EEG-Based Diagnosis of Alzheimer Disease

EEG-Based Diagnosis of Alzheimer Disease: A Review and Novel Approaches for Feature Extraction and Classification Techniques provides a practical and easy-to-use guide for researchers in EEG signal processing techniques, Alzheimer's disease, and dementia diagnostics. The book examines different features of EEG signals used to properly diagnose Alzheimer's Disease early, presenting new and innovative results in the extraction and classification of Alzheimer's Disease using EEG signals.

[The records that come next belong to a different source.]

PR #215, opened 2024-03-06
Trace spans can be filtered by a minimum duration

pda:
Introduce the ability to filter trace spans by a minimum duration, so that fast spans can be discarded and only slow (interesting) spans are kept in memory and uploaded.

Configurable using `BUILDKITE_ANALYTICS_TRACE_MIN_SECONDS` (decimal value) in environment.

### DIFF
--- a/lib/buildkite/test_collector/tracer.rb
+++ b/lib/buildkite/test_collector/tracer.rb
@@ -35,21 +35,30 @@ module Buildkite::TestCollector
         @children = []
       end
 
+      def duration
+        raise IncompleteSpan if end_at.nil?
+
+        end_at - start_at
+      end
+
       def as_hash
         {
           section: section,
           start_at: start_at,
           end_at: end_at,
-          duration: end_at - start_at,
+          duration: duration,
           detail: detail,
           children: children.map(&:as_hash),
         }
       end
+
+      class IncompleteSpan < StandardError; end
     end
 
-    def initialize
+    def initialize(min_seconds: nil)
       @top = Span.new(:top, MonotonicTime.call, nil, {})
       @stack = [@top]
+      @min_seconds = min_seconds
     end
 
     def enter(section, **detail)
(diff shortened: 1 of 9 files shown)


lib/buildkite/test_collector/tracer.rb
```diff
@@ -35,21 +35,30 @@ def initialize(section, start_at, end_at, detail)
         @children = []
       end
 
+      def duration
+        raise IncompleteSpan if end_at.nil?
```
niceking, line 39: I can't see this error being caught anywhere? If that's the case, I think this will might cause Rspec to fail with that "error outside of execution" error message and/or fail the job?

pda: Hmm yeah.

I think this is what Java would call an `IllegalStateException`, and is basically a runtime assertion that some internal usage hasn't gone wrong; calling `duration` before setting `end_at` makes no sense, and as far as we can tell nothing is or should be doing that.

This book brings together the use of different EEG features, such as linear and nonlinear features, which play a significant role in diagnosing Alzheimer's Disease. - Includes the mathematical models and rigorous analysis of various classifiers and machine learning algorithms from a perspective of clinical deployment - Covers the history of EEG signals and their measurement and recording, along with their uses in clinical diagnostics - Analyzes spectral, wavelet, complexity and other features of early and efficient Alzheimer's Disease diagnostics - Explores support vector machine-based classification to increase accuracy

Dr. Vinayak K. Bairagi, is a recognized PhD guide in Savitribai Phule Pune University. He is working as Professor at Department of E electronics and Telecommunication Engg. and actively working as Chairman, IEEE Signal Processing Society Pune Chapter. He has teaching experience of 14 years and research experience of 10 years. He has filed 12 patents and 5 copyrights in technical field. He has published more than 70 papers. He has received IEI national level Young Engineer Award (2014) and ISTE national level Young Researcher Award (2015) for his excellence in the field of engineering. He also has 5 books and 6 book chapters on his credits. His area of interest is Biomedical Signal Processing and Brain Imaging.